I agree. Even though 90 probablyy does seem a little exaggerated ... I get ****** when I see people keeping undersized LMB, or any Bass or that matter. If you don't caall it in youare as guilty as them, r moreso , seeing as though you claim tto wwant to do "the right thing" Did you see them??


----------



## sharphooks (May 4, 2005)

you know people here are telling you to do it but if they where in your shoes it would be a very difficult decision to make with the consequences you have have to face afterward.


----------



## scott2h2 (Dec 24, 2009)

sharphooks said:


> you know people here are telling you to do it but if they where in your shoes it would be a very difficult decision to make with the consequences you have have to face afterward.

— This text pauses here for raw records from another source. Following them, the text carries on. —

PR #8191, opened 2025-02-05
[FIRRTL] Disallow reading from property ports

youngar:
According to the FIRRTL spec, the right hand side of a propassign must have source flow.  This means that it is illegal to read from a property output port, something that is allowed for regular HW ports.  This change enforces this property during flow checking in the operation verifiers.

### DIFF
--- a/lib/Dialect/FIRRTL/FIRRTLOps.cpp
+++ b/lib/Dialect/FIRRTL/FIRRTLOps.cpp
@@ -3518,9 +3518,11 @@ static LogicalResult checkConnectFlow(Operation *connect) {
   // instance/memory input ports.
   auto srcFlow = foldFlow(src);
   if (!isValidSrc(srcFlow)) {
-    // A sink that is a port output or instance input used as a source is okay.
+    // A sink that is a port output or instance input used as a source is okay,
+    // as long as it is not a property.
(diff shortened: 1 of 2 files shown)


lib/Dialect/FIRRTL/FIRRTLOps.cpp
```diff
@@ -3518,9 +3518,11 @@ static LogicalResult checkConnectFlow(Operation *connect) {
   // instance/memory input ports.
   auto srcFlow = foldFlow(src);
   if (!isValidSrc(srcFlow)) {
-    // A sink that is a port output or instance input used as a source is okay.
+    // A sink that is a port output or instance input used as a source is okay,
+    // as long as it is not a property.
     auto kind = getDeclarationKind(src);
-    if (kind != DeclKind::Port && kind != DeclKind::Instance) {
+    if (isa<PropertyType>(src.getType()) ||
+        (kind != DeclKind::Port && kind != DeclKind::Instance)) {
```
seldridge, line 3525: This looks like the right change and the right place to make it.

seldridge (approved):
LGTM

It's kind of strange that this is running through flow checking. However, given that it is, this is exactly the right change to make. 👍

It would be very hard for me, however, I would make the call.


----------



## duhunter (Nov 17, 2009)

just got word that the gw just check them for safty stuff and didnt even look in there cooler:headknock, the just texted me and told me that they have 120 between all them. He also sent me pic of a 36"er. They said when they saw him coming they throw a bunch back in the water. I HOPE that GW is still watching them and going to ring there neck when they get off the water!!!!


----------



## frank n texas (Aug 11, 2004)

What is the limit on these fish?


----------



## scott2h2 (Dec 24, 2009)

frank n texas said:


> What is the limit on these fish?


Stripers have a limit of 5 18" or longer, white bass have a limit of 25 10" or longer.


----------



## tbone2374 (Feb 27, 2010)

Game Wardens always check the cooler, unless they know you. I can't count the times, I've seen them eyeballing people with binoculars, before they check'em. 120 stripers, c'mon guys, I'm sorry, sounds like B S to me, especially with wardens on the water. The dam is not that large of an area, for them to not see what is going on!


----------



## stros00 (Sep 19, 2006)

*BS*

X2....with the weekend and so many boats in the water..i doubt this is a true story



tbone2374 said:


> Game Wardens always check the cooler, unless they know you. I can't count the times, I've seen them eyeballing people with binoculars, before they check'em. 120 stripers, c'mon guys, I'm sorry, sounds like B S to me, especially with wardens on the water. The dam is not that large of an area, for them to not see what is going on!


----------



## Gator gar (Sep 21, 2007)

tbone2374 said:


> Game Wardens always check the cooler, unless they know you. I can't count the times, I've seen them eyeballing people with binoculars, before they check'em. 120 stripers, c'mon guys, I'm sorry, sounds like B S to me, especially with wardens on the water. The dam is not that large of an area, for them to not see what is going on!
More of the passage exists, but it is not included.